▸ WORK TO BE COMPLETED: Print the entries once more, unchanged.

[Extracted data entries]

PR #19398, opened 2021-02-11
[BUGFIX] Ensure entries are properly defined on loader

pzuraq:
Ensures the `registry` field on `Ember.__loader` is setup properly, and
that the shim loader has `entries` defined on it correctly.

### DIFF
--- a/packages/ember/index.js
+++ b/packages/ember/index.js
@@ -790,7 +790,7 @@ function defineEmberTemplateCompilerLazyLoad(key) {
     configurable: true,
     enumerable: true,
     get() {
-      if (require.has('ember-template-compiler')) {
+      if (has('ember-template-compiler')) {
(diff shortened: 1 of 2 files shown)


mixonic (approved):

packages/ember/index.js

▸ ANSWER TO THIS EXERCISE:
PR #19398, opened 2021-02-11
[BUGFIX] Ensure entries are properly defined on loader

pzuraq:
Ensures the `registry` field on `Ember.__loader` is setup properly, and
that the shim loader has `entries` defined on it correctly.

### DIFF
--- a/packages/ember/index.js
+++ b/packages/ember/index.js
@@ -790,7 +790,7 @@ function defineEmberTemplateCompilerLazyLoad(key) {
     configurable: true,
     enumerable: true,
     get() {
-      if (require.has('ember-template-compiler')) {
+      if (has('ember-template-compiler')) {
(diff shortened: 1 of 2 files shown)


mixonic (approved):

packages/ember/index.js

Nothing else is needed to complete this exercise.